> **What you have to do**: Return all lines of the data in which the string "left" occurs.

> **Dataset**:

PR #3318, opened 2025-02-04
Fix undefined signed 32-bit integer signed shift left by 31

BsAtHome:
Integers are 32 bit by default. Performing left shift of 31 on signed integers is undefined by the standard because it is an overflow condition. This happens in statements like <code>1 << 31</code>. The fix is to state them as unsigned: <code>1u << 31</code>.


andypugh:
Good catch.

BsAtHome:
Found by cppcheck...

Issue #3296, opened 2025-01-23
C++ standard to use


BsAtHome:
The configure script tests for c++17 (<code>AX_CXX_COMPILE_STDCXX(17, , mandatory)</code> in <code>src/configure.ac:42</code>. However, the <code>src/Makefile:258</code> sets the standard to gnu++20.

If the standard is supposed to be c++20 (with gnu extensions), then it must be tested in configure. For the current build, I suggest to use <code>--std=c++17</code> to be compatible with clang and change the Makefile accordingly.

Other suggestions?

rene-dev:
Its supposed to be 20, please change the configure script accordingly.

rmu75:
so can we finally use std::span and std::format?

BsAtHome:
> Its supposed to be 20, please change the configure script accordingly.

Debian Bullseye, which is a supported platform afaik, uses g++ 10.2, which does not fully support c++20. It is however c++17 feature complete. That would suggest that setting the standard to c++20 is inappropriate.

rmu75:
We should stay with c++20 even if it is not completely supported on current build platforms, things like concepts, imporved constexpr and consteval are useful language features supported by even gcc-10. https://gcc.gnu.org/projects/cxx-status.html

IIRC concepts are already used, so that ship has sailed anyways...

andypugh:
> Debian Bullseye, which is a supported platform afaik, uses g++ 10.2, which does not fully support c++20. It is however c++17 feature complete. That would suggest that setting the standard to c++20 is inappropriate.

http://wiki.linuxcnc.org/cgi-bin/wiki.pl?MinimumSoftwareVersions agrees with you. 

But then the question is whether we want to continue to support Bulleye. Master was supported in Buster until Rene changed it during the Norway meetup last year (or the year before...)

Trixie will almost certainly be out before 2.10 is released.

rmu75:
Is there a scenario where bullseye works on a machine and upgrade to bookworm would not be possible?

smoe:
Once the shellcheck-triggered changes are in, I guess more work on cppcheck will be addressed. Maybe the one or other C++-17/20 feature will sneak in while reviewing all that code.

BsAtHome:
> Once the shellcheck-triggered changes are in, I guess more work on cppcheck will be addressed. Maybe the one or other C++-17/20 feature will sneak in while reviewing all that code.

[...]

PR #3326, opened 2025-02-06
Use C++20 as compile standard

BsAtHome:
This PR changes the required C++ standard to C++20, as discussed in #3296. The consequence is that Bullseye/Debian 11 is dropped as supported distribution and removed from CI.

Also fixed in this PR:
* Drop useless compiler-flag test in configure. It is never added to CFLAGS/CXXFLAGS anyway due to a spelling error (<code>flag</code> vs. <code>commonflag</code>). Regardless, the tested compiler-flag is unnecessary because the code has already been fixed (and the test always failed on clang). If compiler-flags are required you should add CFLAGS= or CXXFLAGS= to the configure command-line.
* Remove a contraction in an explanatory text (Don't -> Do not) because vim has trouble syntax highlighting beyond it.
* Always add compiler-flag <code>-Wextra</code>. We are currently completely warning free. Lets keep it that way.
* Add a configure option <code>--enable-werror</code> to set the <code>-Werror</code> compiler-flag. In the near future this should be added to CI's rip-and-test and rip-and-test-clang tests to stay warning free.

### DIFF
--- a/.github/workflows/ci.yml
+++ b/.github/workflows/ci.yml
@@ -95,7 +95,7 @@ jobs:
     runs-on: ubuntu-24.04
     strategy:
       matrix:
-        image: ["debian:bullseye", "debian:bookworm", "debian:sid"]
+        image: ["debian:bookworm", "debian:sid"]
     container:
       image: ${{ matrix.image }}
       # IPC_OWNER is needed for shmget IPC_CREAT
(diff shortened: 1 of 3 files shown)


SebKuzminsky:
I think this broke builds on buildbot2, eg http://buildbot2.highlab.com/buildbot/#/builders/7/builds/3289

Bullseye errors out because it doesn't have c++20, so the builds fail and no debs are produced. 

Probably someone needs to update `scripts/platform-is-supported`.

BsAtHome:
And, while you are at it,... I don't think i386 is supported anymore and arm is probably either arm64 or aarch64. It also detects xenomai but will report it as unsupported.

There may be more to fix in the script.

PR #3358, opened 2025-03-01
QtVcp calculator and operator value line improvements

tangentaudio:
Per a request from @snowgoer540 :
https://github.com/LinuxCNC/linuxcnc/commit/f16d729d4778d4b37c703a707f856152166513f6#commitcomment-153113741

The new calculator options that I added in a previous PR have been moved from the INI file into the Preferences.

> **Your solution**:
Fix undefined signed 32-bit integer signed shift left by 31
Integers are 32 bit by default. Performing left shift of 31 on signed integers is undefined by the standard because it is an overflow condition. This happens in statements like <code>1 << 31</code>. The fix is to state them as unsigned: <code>1u << 31</code>.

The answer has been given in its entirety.